Foi assim que nasceu o Regeneralab, um projeto de upcycling que apostou na reinvenção desses materiais “esquecidos”. Ao longo de dois meses, Érico e dois assistentes desenvolveram mais de 30 propostas (cerca de 20 foram executadas) que vão de bancos e estantes a poltronas e mobiliário urbano. Tudo feito a partir de processos de serralheria, marcenaria e termomoldagem – além de muita criatividade e rigor para que cada elemento deixasse de parecer “resíduo” e assumisse uma nova linguagem.

“Trabalhar com resíduo não é um processo fácil, porque a gente tem que transformar e fazer com que ele perca a aparência de resíduo, para que as pessoas não percebam sua origem e ele seja, de fato, um upcycling. Esse era, para mim, o grande desafio”, contou Érico.

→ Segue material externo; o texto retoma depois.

PR #7, opened 2018-05-29
ModuleTree and SLangCheck interfaces

marcelo-sousa-sonarsource:


slang-api/src/main/java/com/sonarsource/slang/api/ModuleTree.java
```diff
@@ -0,0 +1,10 @@
+package com.sonarsource.slang.api;
+
+import java.util.List;
+
+/**
+ * SLang module unit.
+ */
+public interface ModuleTree extends Tree {
```
pynicolas: I don't think we need that for the moment.

slang-api/src/main/java/com/sonarsource/slang/api/ModuleTree.java
```diff
@@ -0,0 +1,10 @@
...
+  List<Tree> types();
```
pynicolas: That seems to indicate that we don't support statements at the top level.

slang-api/src/main/java/com/sonarsource/slang/api/SLangFileScannerContext.java
```diff
@@ -0,0 +1,65 @@
+package com.sonarsource.slang.api;
+
+import java.io.File;
+import java.util.Objects;
+
+/**
+ * Context injected in check classes and used to report issues.
+ */
+public interface SLangFileScannerContext {
```
pynicolas: That should be part of #3.

marcelo-sousa-sonarsource:
These changes have already been incorporated in other pull requests.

Os materiais passaram por desinfecção, ganharam novas camadas de cor, textura e, às vezes, até estofamento. O resultado são peças resistentes, contemporâneas e surpreendentes, expostas recentemente na CASACOR Ceará, na praça Caminho das Águas, do paisagista Bruno Ary.
São produtos que não denunciam sua origem, mas carregam uma história silenciosa sobre infraestrutura e transformação, mostrando que aquilo que foi abandonado ainda pode render futuros inesperados – basta mudar o olhar para o que nos acostumamos a enxergar como “lixo”.